Since the late 1970s, Fisherman's Village has faced a decline of stores. A seal cage was emptied and various arcades for pinball machines and video games closed, including an eponymous arcade owned by actor Gary Coleman in the early 1990s.

==In popular culture==
- Scenes involving The Bluth Banana Stand in the television program Arrested Development were filmed next to the lighthouse in Fisherman's Village.

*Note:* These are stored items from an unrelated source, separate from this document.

PR #354, opened 2016-05-28
Add "!" modechar for admin

omnicons:
For the odd network out that uses it!

### DIFF
--- a/client/js/libs/handlebars/modes.js
+++ b/client/js/libs/handlebars/modes.js
@@ -3,6 +3,7 @@ Handlebars.registerHelper(
 		var modes = {
 			"~": "owner",
 			"&": "admin",
+			"!": "admin",
 			"@": "op",
 			"%": "half-op",
 			"+": "voice",


maxpoulin64:
```
23:10	Dusk	Is there any plan to support  alternate modechars here btw?
23:11	+Max-P	What's that?
23:11	Dusk	well the standard set of mode characters are ~&@%+
23:11	+Max-P	Ah, that
23:11	Dusk	but as a person who uses and helps run the elemental test network; elemental uses ~!@%+
```

As I expressed on IRC, we still have no way of knowing what names are attached to those modes, but since it's the only difference I think it's fine to add this one to our hardcoded list. 👍

dgw:
Oh how I long for `PREFIX` parsing.

maxpoulin64:
@dgw: we do parse `PREFIX`. This is purely for the fancy names on the user list.

dgw:
Hmm… My mistake. I guess there's no `ISUPPORT` value for those.

astorije:
I think I'm 👍, but I would prefer to have @xPaw's input on this.

xPaw:
Yeah I don't know where `!` came from. I would like to see at least a couple of networks using it before merging this.

astorije:
@xPaw, I think the OP (or someone else) mentioned 2-3 networks that need this: the elemental ircd test network, ponychat, and another one I forgot.
What do you think?

PR #702, opened 2016-10-18
Fix channels behaving strangely while dragging

stepie22:
As the titles says.

Compare this https://gfycat.com/LoneIncompatibleAmberpenshell 
with this https://gfycat.com/FoolhardyReasonableBadger

Attempts to fix issue #494 

cc @astorije

### DIFF
--- a/client/css/style.css
+++ b/client/css/style.css
@@ -409,6 +409,7 @@ button {
 	text-align: left;
 	transition: color .2s;
 	width: 180px;
+	left: auto !important; /* Fix for drag'n'drop not recalculating left position */
 }
 
 #sidebar .chan-placeholder {
--- a/client/js/lounge.js
+++ b/client/js/lounge.js
@@ -1245,15 +1245,17 @@ $(function() {
 	}
 
 	function sortable() {
-		sidebar.sortable({
+		sidebar.find(".networks").sortable({
 			axis: "y",
 			containment: "parent",
-			cursor: "grabbing",
+			cursor: "move",
 			distance: 12,
 			items: ".network",
 			handle: ".lobby",
 			placeholder: "network-placeholder",
 			forcePlaceholderSize: true,
+			tolerance: "pointer", // Use the pointer to figure out where the network is in the list
+
 			update: function() {
 				var order = [];
 				sidebar.find(".network").each(function() {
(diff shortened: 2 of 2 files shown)


stepie22:
Just a side note, this doesn't fix the issue where you sometimes can't drag a channel into the last position

astorije:
Hey @stepie22, thanks for this! Could you add a description on why this change fixes the issue maybe? I don't see something obvious linking your code to the bug/solution.

Also, some comment above the code would help making sure we remember that in a few weeks/months 😅.

stepie22:
Sorry @astorije, was explaining it in the irc channel and was just making the PR before going to bed. 

Basicly what was happening was: While the channel is being dragged, a absolute position style is being applied to it, with top and left having calculated values. However, when you "drop" it, the styling isn't removed and the `top` and `left` values are reset to 0. When you pick the channel up again, it either doesn't calculate the `left` fast enough or doesn't at all, but that styling causes it to hug the left side of the screen. You can see this in the first gfycat link.

I'll just quickly add a comment to that part

xPaw:
What's the reason for these positions not going away? Ia it an issue in jquery UI?

stepie22:
@xPaw I am not sure, I suspect it is. The positions staying wouldn't be a bug though, if it calculated the `left` correctly though.

stepie22:
On irc, xPaw pointed out that as a alternative to using jQueryUI for this, we could use https://github.com/bevacqua/dragula

xPaw:
Looks like the style bug is only applied to channel sorting, while it goes away fine on networks. Any idea why?

Also I just noticed that the footer also has `ui-sortable` for some reason.

xPaw:
While we're fixing sortable, can you also include a fix for cursor? Current option `grabbing` only works in IE, other browsers need a prefixed option. `move` is a better option in this case.

https://developer.mozilla.org/en/docs/Web/CSS/cursor

stepie22:
I've updated it with the fixes above, aswell at switching the left-hug-bug thing to css fix instead of removing the styling each time dragging is stopped. 

@xPaw is experimenting with http://rubaxa.github.io/Sortable/ however, which is going to invalidate my PR, so I am only updating this on the off chance that it doens't work.

PR #703, opened 2016-10-19
Add a simple (first) test for localetime Handlebars helper

astorije:
This is a simple test to give an idea on how we can efficiently provide a test suite for things like #699.

This **will** break #640 because of [that change](https://github.com/thelounge/lounge/pull/640/files#diff-71badb117ef3029e8e64ad42e7432b8cR1). We might have to remove my latest commit (that added that `import "Handlebars"` and fix the underlying problem in a different way. /Cc @xPaw.

---

~~Believe it or not, but `mocha 'test/**/*.js'` loads test files in subdirs correctly, `mocha test/**/*.js` does not...~~ Pssh, not compatible with Windows. After all the tests I could try, the most cross-platform way I found was to ad the `mocha.opts` (which is now shared with the coverage command btw, a plus since it wasn't running on Windows!) and rely on default lookup by Mocha.


astorije:
I hate you AppVeyor, I hate you Windows.
@xPaw, any suggestions?

Seriously, it's always 2 steps forward, 1 step backward... So annoying...

astorije:
@xPaw, actually, do you mind if we merge it first and I get to rebase and play with the Webpack PR to make everything run correctly there?
IMO having as much tests as possible when merging the Webpack PR will be a strength...

test/client/js/libs/handlebars/localetimeTest.js
```diff
@@ -0,0 +1,25 @@
+"use strict";
+
+const Handlebars = global.Handlebars = require("handlebars");
+const expect = require("chai").expect;
+
+require("../../../../../client/js/libs/handlebars/localetime");
```
astorije: This is a bit gross but I would like the test hierarchy to mirror the code hierarchy. We can very probably clean that up a bit later, when structure for client-side stuff gets a bit more stable. In the meantime, it's a test, and it passes...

- The dates that occur on the program Blind Date have often been filmed at Shanghai Red's, a restaurant at the far end of Fisherman's Village.
- The Village was also the filming location for several scenes in the popular Fox TV series, The O.C.
- A date scene for an episode of More to Love was filmed aboard the Tiki Mermaid Charter boat in 2009.
- Scenes from a 3rd season episode of Greek were filmed in Fountain square, Fisherman's Village on January 5 & 6, 2010.
- Scenes from District Nurse (2016), a lo-fi British chiller, were filmed throughout March 2014 in and around the nearby Boat Yard.
- Scenes from Breezy (1973) with William Holden and Kay Lenz shopping for groovy clothing.
- The scene with the boat party from Booksmart (2019) was filmed here.